Abbreviations: BMI Body mass index, eGFR Estimated Glomerular Filtration Rate, HDL-C High Density Lipoprotein Cholesterol, HOMA2-IR Homeostasis Model Assessment 2 of Insulin Resistance, IR Insulin Resistance, MET Metabolic Equivalent, PA Physical Activity, PIR Poverty-to-Income Ratio

Statistical analysis

The NHANES data analysis incorporated sampling weights from a 2-year Mobile Examination Center (MEC) subsample to maintain national representativeness [25]. Differences in variables were assessed using weighted linear regression or Rao-Scott adjusted chi-square tests.

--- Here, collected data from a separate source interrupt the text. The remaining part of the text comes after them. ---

Issue #21, opened 2021-11-23
Verifiable Credential Linked Data Integrity work should happen in a Linked Data working group


selfissued:
The new "Verifiable Credential Linked Data Integrity 1.0" deliverable (which was not present in the original charter), is sufficiently different from the core deliverable "Verifiable Credentials Data Model 2.0" that it should happen in its own working group.  Surely the Proposed Linked Data Signatures Working Group (https://w3c.github.io/lds-wg-charter/) would be a better place for this work - likely containing more of the relevant subject matter experts.

Please remove the second proposed deliverable from the draft charter.

selfissued:
And of course, the text "Algorithms for the expression and verification of proofs that use existing cryptographic primitives" should be moved from the Scope section to the Out of Scope section.

iherman:
That approach has been tried, and it does not seem to be workable. 

The LDS charter proposal[[1]](https://w3c.github.io/lds-wg-charter/) that you cite is, essentially, identical to the proposal that was put forward to the AC[[2]](https://lists.w3.org/Archives/Member/w3c-ac-members/2021AprJun/0002.html) and that was also submitted for review to the Linked Data/Semantic Web community[[3]](https://lists.w3.org/Archives/Public/semantic-web/2021Apr/0012.html). This was followed by a fairly lively email thread as a response to [[3]](https://lists.w3.org/Archives/Public/semantic-web/2021Apr/0012.html) (and also a more modest discussion on GitHub and the AC). After many weeks' of discussions, we had to conclude that there is no hope to find a consensus for [[1]](https://w3c.github.io/lds-wg-charter/), and submitting it to the AC would lead to formal objections. We acknowledged that to the Linked Data community in [[4]](https://lists.w3.org/Archives/Public/semantic-web/2021Oct/0020.html), as well as to the AC[[5]](https://lists.w3.org/Archives/Member/w3c-ac-forum/2021OctDec/0113.html).

[...]

PR #32, opened 2021-12-08
Clarify that VC data integrity is about more than just Linked Data.

msporny:
***
<a href="https://pr-preview.s3.amazonaws.com/w3c/vc-wg-charter/pull/32.html" title="Last updated on Dec 8, 2021, 8:12 PM UTC (5ae139c)">Preview</a> | <a href="https://pr-preview.s3.amazonaws.com/w3c/vc-wg-charter/32/bc165a4...5ae139c.html" title="Last updated on Dec 8, 2021, 8:12 PM UTC (5ae139c)">Diff</a>

### DIFF
--- a/index.html
+++ b/index.html
@@ -208,11 +208,10 @@ Exclusion period <b>began</b> 25 July 2019; Exclusion period <b>ended</b> 23 Sep
             </dd>
           </dl>
           <dl>
-            <dt id="linked-data-integrity-1" class="spec">Verifiable Credential Linked Data Integrity 1.0</dt>
+            <dt id="data-integrity-1" class="spec">Verifiable Credential Data Integrity 1.0</dt>
             <dd>
               <p>
-This specification defines how to express proofs of integrity for bounded Linked
-Data documents such as verifiable credentials.
+This specification defines how to express proofs of integrity, such as digital signatures or proofs of existence, for bounded documents such as verifiable credentials.
               </p>
 
               <p class="draft-status"><b>Draft state:</b> <a href="https://w3c-ccg.github.io/ld-proofs/">Community Group Report</a> </p>
@@ -244,8 +243,8 @@ Data documents such as verifiable credentials.
             </li>
             <li>Test suites for verifiable credential proof types:
             <ul>
-              <li>VC Linked Data Integrity - Ed25519</li>
-              <li>VC Linked Data Integrity - BBS+</li>
+              <li>VC Data Integrity - Ed25519</li>
+              <li>VC Data Integrity - BBS+</li>
               <li>VC JSON Web Tokens</li>
             </ul>
             </li>
@@ -314,7 +313,7 @@ testing for the specifications.
             <dl>
                 <dt>RDF Canonicalization and Hashing Working Group <span class="todo">Note: This WG is currently being chartered</span></dt>
                 <dd>
-                    To synchronize on canonicalization output expression mechanisms that might be used by the VC Linked Data Integrity specification.
+                    To synchronize on canonicalization output expression mechanisms that might be used by the VC Data Integrity specification.
                 </dd>
 
                 <dt><a href="https://www.w3.org/2019/did-wg/">Decentralized Identifier Working Group</a></dt>
@@ -344,11 +343,11 @@ testing for the specifications.
                 </dd>
                 <dt><a href="https://datatracker.ietf.org/rg/cfrg/about/">Internet Engineering Task Force Crypto Forum Research Group </a> </dt>
                 <dd>
-                    To perform broad horizontal reviews on the output of the Working Group and to ensure that new pairing-based and post-quantum cryptographic algorithms and parameters can be integrated into the Linked Data Integrity ecosystem.
+                    To perform broad horizontal reviews on the output of the Working Group and to ensure that new pairing-based and post-quantum cryptographic algorithms and parameters can be integrated into the Data Integrity ecosystem.
                 </dd>
                 <dt><a href="https://www.nist.gov/"> National Institute of Standards and Technology, U.S. Department of Commerce </a></dt>
                 <dd>
-                    To coordinate in ensuring that new pairing-based and post-quantum cryptographic algorithms and parameters can be integrated into the Linked Data Integrity ecosystem.
+                    To coordinate in ensuring that new pairing-based and post-quantum cryptographic algorithms and parameters can be integrated into the Data Integrity ecosystem.
                 </dd>
                 <dt><a href="https://www.hyperledger.org/use/aries"> Hyperledger Aries</a></dt>
                 <dd>


brentzundel (approved):

kdenhartog (approved):

iherman:
These are questions that come from a layperson (I am far from being familiar with all the minute details of the VC spec, and I may be wrong). Looking at the current standard, what I see is:

- [§6.3.1 JSON Web Token](https://www.w3.org/TR/2021/REC-vc-data-model-20211109/#json-web-token) is a normative section that seems to define the proof format with JWT. It seems fairly complete, so the question that might be raised is: what is the charter proposing in this area? Why is it necessary to reopen this section? 
- [§6.3.2 Linked Data Proofs](https://www.w3.org/TR/2021/REC-vc-data-model-20211109/#linked-data-proofs) is indeed, not formally normative (it relies on drafts, ie, non-normative specs). (As an aside, how come the section is not marked as non-normative?) The charter is clearly meant to upgrade that sections (or the references therein).

So what are we talking about as _non-LD_ work? Are we talking about a non-JWT and non-LD form of proof? If so, what?

msporny:
> * [§6.3.1 JSON Web Token](https://www.w3.org/TR/2021/REC-vc-data-model-20211109/#json-web-token) is a normative section that seems to define the proof format with JWT. It seems fairly complete, so the question that might be raised is: what is the charter proposing in this area? Why is it necessary to reopen this section?

The section contains the following problems:

* Numerous inconsistencies (as implementers have discovered)
* It doesn't belong in the VC Data Model Spec, but an external spec that talks about securing a VC using a JWT.

> * [§6.3.2 Linked Data Proofs](https://www.w3.org/TR/2021/REC-vc-data-model-20211109/#linked-data-proofs) is indeed, not formally normative (it relies on drafts, ie, non-normative specs). (As an aside, how come the section is not marked as non-normative?) The charter is clearly meant to upgrade that sections (or the references therein).
> 
> So what are we talking about as _non-LD_ work? Are we talking about a non-JWT and non-LD form of proof? If so, what?

It is possible to create a proof that is not RDF-based and not JWT-based. For example, if you use the [ld-proofs](https://w3c-ccg.github.io/ld-proofs/) and canonicalize using [RFC8785](https://datatracker.ietf.org/doc/html/rfc8785), you can create a clear-text signature that uses the proof format described in [ld-proofs](https://w3c-ccg.github.io/ld-proofs/). There have been a few proposals in this vein in the CCG. Unfortunately, when people see the "LD" part of the specification name, they jump to the wrong conclusion that you MUST use RDF... which is just completely false.

JSON-LD used the term "Linked Data" in the non-RDF sense (before the RDF WG got a hold of the spec and made the mapping to RDF normative). "Linked Data" in "Linked Data Proofs" was meant to convey "a graph-based data structure that uses hyperlinks"... but, unfortunately, people holding extreme positions on both sides of the spectrum are choosing to insist that  "LD" means more than just "a graph-based data structure that uses hyperlinks".

iherman:
@msporny I am fine with all this, but it may be worth hinting at some of this in the charter. Adding something that makes it clear that the new recommendation _may_ override/replace/complement some sections in the core data model spec, that we are defining a deliverable that may affect the core and not only a more-or-less independent specification. Otherwise, we will face questions like the ones I was asking...

msporny:
> Adding something that makes it clear that the new recommendation _may_ override/replace/complement some sections in the core data model spec, that we are defining a deliverable that may affect the core and not only a more-or-less independent specification.

Good suggestion, I'll add that text to this PR.

iherman:
The issue was discussed in a [meeting](https://www.w3.org/2017/vc/WG/Meetings/Minutes/2021-12-15-vcwg#section1-2) on 2021-12-15

- no resolutions were taken

#### 1.2. Verifiable Credential Linked Data Integrity work should happen in a Linked Data working group (issue vc-wg-charter#21)

_See github issue [vc-wg-charter#21](https://github.com/w3c/vc-wg-charter/issues/21)._




**Brent Zundel:** manu I believe you have a PR open for this. Can you tell us about this?.  

_See github pull request [vc-wg-charter#32](https://github.com/w3c/vc-wg-charter/pull/32)._




**Manu Sporny:** yeah there's a PR open for this.  
… what it's trying to do is make it clear that this next spec will be talking about data integrity for verifiable credentials in a more wholistic and normative way.  
… this means JWTs/LD-Proof and any other mechanism would be in scope as well.  
… including things like JCS and other things like that.  
… we can't invent new crypto here but can focus on how things get packaged up.  
… by calling this LD Integrity it's not accurately representing this.  
… the specific reasons we're doing this is because we want to be clear that we're not just talking about Linked data integrity and making this about VC data integrity.  

**Brent Zundel:** Assuming the JWP work gets further along would you expect we could use that in here?.  

**Dave Longley:** My one concern with this PR is that we don't want to convey that we're only doing JWTs and want to make it clear the Linked Data proofs are in scope.  

**Manu Sporny:** One thing we do to counteract that is to link specifically to the linked data proof spec.  
… I can check in CCG about renaming but this should make it clear that we want it in scope.  
… I'll add some clarifying language to explicitly list the things in scope.  

**Kyle Den Hartog:** I was thinking about... the proof section becomes obvious, I'm not sure to what degree we wanted to scope particular suites... with JWTs you don't hit that as much, how do we want to handle scoping of that?.  

**Manu Sporny:** I believe the way it's scoped now is that we say all of the suites are non-normative.  
… one second that might not be true.  
… we don't say anything about the suites themselves.  
… I think the intent was to note define specific suites.  
… we'd publish notes and test suites for it but not define them normatively.  

> *Dave Longley:* -1 we shouldn't constrain ourselves to not being able to define any suites.

**Manu Sporny:** but that might be the wrong way to go about it.  

**Kyle Den Hartog:** I'm concerned that suites are being developed now in a way that makes it problematic..  
… Like there are 2020, 2021, 2022 suites being developed, taking longer than a year to stabilize -- we need some sort of model to encompass the active work happening right now..  

**Dave Longley:** I don't think we should constrain ourselves to not being able to address these suites.  
… we may be able to develop a versioning scheme that's a bit of a middle ground where we create a few with common vocabs to describe these.  
… and that might avoid some of the issues that Kyle is bringing up.  
… we might be able to handle this, but my main point is that I don't think we should constrain ourselves to solve that.  

**Manu Sporny:** There is a VC extension registry.  
… I think we're probably going to end up making that in scope.  
… I'd imagine doing all that to document that things are in process.  
… to dlongley point I think the big question is how normative do we want to get about the suites.  
… I think the idea was that we'd define a bunch of the suites as notes.  
… part of the DID-Core objections are that you should have just taking things to CR and not gone further.  
… so if we take that into consideration for this chartering we may follow a similar model.  
… where we only take a suite to CR without saying we're going to work on all of these suites normatively.  
… and stay focused on a few that we take to CR and if we have good enough interop we can ask W3C to take it to REC later.  
… this would allow us to make it clear that we're not overscoping our work.  
… so we need to be careful about what we say we're going to do.  
… this is to say we'll change the description to say we'll describe Edwards curve, BBS+, and JWTs but not take them fully to REC.  

**Brent Zundel:** How common is it for people to say we're only going to CR only?.  

**Manu Sporny:** Not common it's only for CSS typically and other perma working groups.  

**Brent Zundel:** with just my hat on I'm not sure going to only CR makes sense.  

**Dave Longley:** +1 I think it's best to say we're going to handle only a few suites.  

> *Kyle Den Hartog:* Saying going only to PR seems like people could object to that.

**Manu Sporny:** I think we could do that for Edwards curve but could be trickier for BBS+.  
… we'd need CFRG approval before we could reference them normatively and succeed in REC stage.  

**Dave Longley:** if we go with something a bit more general we could describe how you use a suite without having to specifically normatively define BBS+.  

**Brent Zundel:** There's active work at DIF and they expect to have something to submit to the CFRG first quarter next year.  

**Manu Sporny:** Is there something we can point out?.  
… even if it's an ID that intends to go to CFRG.  

> *Brent Zundel:* See [current draft of BBS+](https://identity.foundation/bbs-signature/).

**Manu Sporny:** I think the response to the JWTs handling all of this is that you can't do multiple signatures together with JWTs today.  
… the other issue is that we have a parallel RDF canonicalization WG.  
… and that group is expecting the ability to not have to use only JWTs only.  
… and with people already using this I think we have sufficient counter arguments for these things being brought up.  
… and we've documented all that stuff.  
… I think we're ok, but we'll see how it goes.  

**Kyle Den Hartog:** I think that's a sufficient argument.  

**Manu Sporny:** I guess the question is what do we want to do for this..  
… Do we want to update the description for this PR and describe focusing on Edwards and BBS+.  
… and because this is a normative item we can then decide as a WG to decide how we want to split up that work.  
… we'd have one description to define how to express VC integrity with a specific focus on Ed25519, BBS+, and JWTs.  

> *David Chadwick:* +1.

> *Dave Longley:* +1 to what manu just said and to pointing to this discussion saying we meant to define LD suites.

**Manu Sporny:** and if there's ever a question about whether or not we meant to include Linked Data we can point back to these minutes to show we were very clear.  

**Brent Zundel:** So what needs to change for that to happen?.  

**Manu Sporny:** I need to change this PR to include it and I'll link to draft state input documents to cover this.  

</details>

iherman (approved):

Three sequential survey-weighted generalized linear models (GLMs) were constructed to evaluate associations of HDL-C or IR with depression: Model 1 (unadjusted); Model 2 (sociodemographic-adjusted); and Model 3 (comprehensive; Model 2 covariates plus smoking/drinking status, caffeine intake, PA, eGFR, and hypertension). Model 3 employed survey-weighted restricted cubic spline (RCS) regression with pre-smoothing to characterize associations. Overall and non-linear P-values were calculated for trend significance testing.

Building upon Model 3, survey-weighted GLMs were performed using the survey R package, with depression status (present vs. absent) as the response variable and incorporating interaction terms between HDL-C (low vs. normal) and IR (yes vs. no). The interactionR package was used to assess multiplicative and additive interactions. A P < 0.05 on the multiplicative scale indicated significant multiplicative interaction. Additive interaction significance required P < 0.05 for either the relative excess risk due to interaction (RERI) or the attributable proportion due to interaction (AP). Finally, subgroup analyses stratified by IR status (yes vs. no) were performed in the Model 3 to evaluate HDL-C and depression associations. Interaction effects were formally tested using likelihood ratio tests.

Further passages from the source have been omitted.